In the quiet mornings of Dehradun, I often walk through patches of Sal forest near my home. These aren’t the manicured botanical gardens we post on postcards. They’re tangled, breathing corridors—home to bark, birdcall, and breath. And in every trunk, I see a guardian we’ve learned to overlook.
When we talk about forests today, the dominant narrative is driven by data: carbon sequestration numbers, afforestation targets, biodiversity metrics. While these are essential, they tend to reduce forests to utilitarian roles. Forests become “resources” or “climate assets.” But a forest is not a spreadsheet. It is a living world—a complex system of relationships woven together by time and adaptation.

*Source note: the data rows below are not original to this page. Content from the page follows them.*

PR #3597, opened 2023-09-28
security/crowdsec - add option `retry_initial_connect` to bouncer configuration for more robust startup

pmhausen:
I am confident this option does not need to be exposed in the UI and can be enabled unconditionally. It was introduced in Crowdsec 1.5.4 to make the bouncer retry contacting the LAPI endpoint if the first try fails. I don't see how this could ever hurt.

Kind regards,
Patrick

### DIFF
--- a/security/crowdsec/src/opnsense/scripts/OPNsense/CrowdSec/reconfigure.py
+++ b/security/crowdsec/src/opnsense/scripts/OPNsense/CrowdSec/reconfigure.py
@@ -69,6 +69,7 @@ def configure_bouncer(settings):
     config['log_dir'] = '/var/log/crowdsec'
     config['blacklists_ipv4'] = 'crowdsec_blacklists'
     config['blacklists_ipv6'] = 'crowdsec6_blacklists'
+    config['retry_initial_connect'] = True
     config['pf'] = {'anchor_name': ''}
 
     if not int(settings.get('lapi_manual_configuration', '0')):
--- a/security/crowdsec/Makefile
+++ b/security/crowdsec/Makefile
@@ -1,5 +1,5 @@
 PLUGIN_NAME=		crowdsec
-PLUGIN_VERSION=		1.0.6
+PLUGIN_VERSION=		1.0.7
 PLUGIN_DEPENDS=		crowdsec
 PLUGIN_COMMENT=		Lightweight and collaborative security engine
 PLUGIN_MAINTAINER=	marco@crowdsec.net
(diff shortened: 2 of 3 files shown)


fichtner:
CC @mmetc

security/crowdsec/src/opnsense/scripts/OPNsense/CrowdSec/reconfigure.py
```diff
@@ -69,6 +69,7 @@ def configure_bouncer(settings):
     config['log_dir'] = '/var/log/crowdsec'
     config['blacklists_ipv4'] = 'crowdsec_blacklists'
     config['blacklists_ipv6'] = 'crowdsec6_blacklists'
+    config['retry_initial_connect'] = True
```
fichtner, line 72:
```suggestion
    config['retry_initial_connect'] = true
```

PSR12 wants these as lowercase

fichtner: Ah lol this is a Python file 😂

pmhausen: Correct ... if you use `true` in Python, yaml_dump will generate a string constant `'true'` in the output. I found out by trial and error.

fichtner: Hehe yeah sorry for the noise.

mmetc:
> I am confident this option does not need to be exposed in the UI and can be enabled unconditionally. It was introduced in Crowdsec 1.5.4 to make the bouncer retry contacting the LAPI endpoint if the first try fails. I don't see how this could ever hurt.

Actually - this was introduced in the firewall bouncer 0.0.28 which has not been released yet.
However, the option can be safely enabled and will be used when the package is upgraded.

Thanks!

fichtner:
@pmhausen can you rebase on master? Ad force-pushed the master branch so there is a stray commit from him now in your branch. sorry about that.

pmhausen:
Sorry, me no speak much git. Could you help me with the commands?

fichtner:
On the branch:

    # git rebase -i HEAD~2

Delete the first commit (should not be yours). Save and exit. Should get rid of the wrong one. Then force push :)

    # git push -f

fichtner:
Merged, thanks!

In Uttarakhand, forests are more than just green spaces. They’re sacred groves, local pharmacies, and ancestral classrooms. I’ve met women who still gather seasonal herbs, never taking more than needed. I’ve spoken with elders who remember the songs of birds that no longer return. These aren’t anecdotes—they’re disappearing archives of ecological memory.

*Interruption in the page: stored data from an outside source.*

PR #3606, opened 2023-10-06
Add extra arguments field for node_exporter

tsdmgz:
I'm not sure if this is the way to go but made this so I can add `--collector.netdev.address-info` to get additional metrics from the router. It's not enabled in node_exporter by default and not sure if it's appropriate to add a checkbox.

Feeling my way around, would appreciate comments. Thank you!


fichtner (changes requested):
As per our policy I'm asking for explicit args to add which can also be explained in the help text.

tsdmgz:
Ah, sorry didn't know about that. In that case I'll rework the whole change and see if other options not covered can be accomodated too.

fichtner:
@tsdmgz how are things going? need any help?

AdSchellevis:

PR #3610, opened 2023-10-09
Update multimap.conf

JSuenram:
Make Whitelist sender address (complete email address) work.


mimugmail:
It looks good but does it also need a reference score?

JSuenram:
> It looks good but does it also need a reference score?

You are right, fixed that....

JSuenram:
bugged....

And yet, the threats are mounting. Fragmentation from roads, unregulated tourism, monoculture plantations—all slowly chip away at the web of life that holds our forests together. Each development project that slices through a corridor cuts more than land—it disrupts migration, mating, and centuries of balance.

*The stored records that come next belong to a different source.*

Issue #3585, opened 2023-09-15
dns/ddclient - adopt code to support domeneshop for ddns


byeskille:
**Important notices**
Before you add a new report, we ask you kindly to acknowledge the following:

- [ x] I have read the contributing guide lines at https://github.com/opnsense/plugins/blob/master/CONTRIBUTING.md
- [ x] I have searched the existing issues, open and closed, and I'm convinced that mine is new.
- [ x] When the request is meant for an existing plugin, I've added its name to the title.

**Is your feature request related to a problem? Please describe.**
It is hard to find a working setup for updating ddns with the provider Domeneshop/domene.shop with existing set of configuration profiles. Their API is described here: [https://api.domeneshop.no/docs/#tag/ddns/paths/~1dyndns~1update/get](https://api.domeneshop.no/docs/#tag/ddns/paths/~1dyndns~1update/get)

**Describe the solution you'd like**
There seems to be working code in the original ddclient codebase.
See PR [https://github.com/ddclient/ddclient/pull/478](https://github.com/ddclient/ddclient/pull/478)
Suggest the code be implemented also in the opnsense version of ddclient.

**Describe alternatives you've considered**
The new custom provider with GET support might be possible to use, but quick testing seem to interpret 204 repsonses from the Domeneshop API as errors and not sucess.

propagandalf:
Support for Domeneshop service in ddclient/ddclient has been good for a year. Why has it been left out of the OPNsense ddclient?

Did you manage to get the Cusomt GET working?

sudnam:
@propagandalf FYI In the latest version of OPNsense the custom GET for Domeneshop works as expected, I have been using it for a month or two now without issues.

propagandalf:
@sudnam Can you provide an example? I tried a straight forward version but not getting it to update at Domeneshop, however it says in SERVICES: DYNAMIC DNS: SETTINGS that it was.  

I did wait more than 5 minutes between attempts. Log:
WARNING: Wait at least 5 minutes between update attempts.	
WARNING: last updated <never> but last attempt on Sun Dec 18 13:51:33 2023 failed.	
WARNING: skipping update of "myDomain" from <nothing> to "myip".

fichtner:
This was addressed inm the native backend btw....

PR #3618, opened 2023-10-12
dns/ddclient: Treat 204 response as successful

sudnam:
Treat a 204 response code as successful when using the dyndns2 provider. Should help with #3585 (by using the custom provider) until we get a proper provider for domeneshop.

### DIFF
--- a/dns/ddclient/src/opnsense/scripts/ddclient/lib/account/dyndns2.py
+++ b/dns/ddclient/src/opnsense/scripts/ddclient/lib/account/dyndns2.py
@@ -98,7 +98,7 @@ class DynDNS2(BaseAccount):
                 }
                 req = requests.get(**req_opts)
 
-            if req.status_code == 200:
+            if req.status_code in [200, 204]:
                 if self.is_verbose:
                     syslog.syslog(
                         syslog.LOG_NOTICE,


AdSchellevis:
@sudnam how about https://github.com/opnsense/plugins/commit/7c6fccdde0bc12d6521e25c64d49978b65113e28 ?

fichtner:
yeah, 2xx range should indicate ok. that would have been my comment as well :)

sudnam:
> @sudnam how about [7c6fccd](https://github.com/opnsense/plugins/commit/7c6fccdde0bc12d6521e25c64d49978b65113e28) ?

Yeah, that works as well and is a bit nicer I guess. :) Thanks for fixing!

fichtner:
Will be released in 23.7.8.

sudnam:
So it wont work in <23.7.8 even though it says that 1.16_1 is installed and the changelog mentions the fix for this?

sudnam:
Native backend and custom service with 'Custom GET'. My understanding is that that should go through the same code as dyndns2.

AdSchellevis:
I would expect so, yes, looking at the code on my end, it seems to include the adjusted line:

```
# grep 'req.status_code' /usr/local/opnsense/scripts/ddclient/lib/account/dyndns2.py
            if 200 >= req.status_code < 300:
                        self.description, self.current_address, req.status_code, req.text.replace('\n', '')
```

fichtner:
Old daemon still running?

sudnam:
I also have the expected code in place and tried restarting the daemon but still no luck, getting the same error.

AdSchellevis:
@sudnam ok, I'm an idiot, even while reading it twice, I. didn't see the apparent issue here, can you try https://github.com/opnsense/plugins/commit/f6f72bb52427c3bb1b1b8a24f7fe84ed4e0b86a0 ?

sudnam:
Right, I totally missed that as well... Is there an easy way to test out that commit in a running system? Without compiling a package and stuff yourself.

fichtner:
# opnsense-patch -c plugins f6f72bb

sudnam:
@fichtner Perfect, thanks!

@AdSchellevis Now I'm getting a `raised fatal error (list index out of range)` instead when it is trying to update with the same config as before.

AdSchellevis:
no clue, you probably have to debug further, nothing else has changed here.  the most likely crash point is https://github.com/opnsense/plugins/blob/f6f72bb52427c3bb1b1b8a24f7fe84ed4e0b86a0/dns/ddclient/src/opnsense/scripts/ddclient/lib/account/dyndns2.py#L108

There's a notice message earlier

sudnam:
Right, that should be it. Since the response is 204, `req.text` will contain an empty string which will lead to an empty array when split is called on it.

I'll have a look at a fix later tonight.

Seeing the Forest as a Whole
To truly protect forests, we must see them as more than tree cover. They are mycorrhizal networks beneath our feet, the calls of langurs in the canopy, and the seasonal arrival of fireflies. They are communities—with roots and rhythms and memory.
Modern conservation efforts must integrate local stewardship. Community Forest Management models and grassroots ecological programs in India have shown that when locals are treated as guardians—not threats—conservation thrives.
Let’s stop measuring forests only by economic yield or carbon offset. Let’s start honoring them as elders of the ecosystem—guardians of air, water, and spirit. Their language is not just ecological. It is emotional, cultural, ancestral. And it deserves to be heard.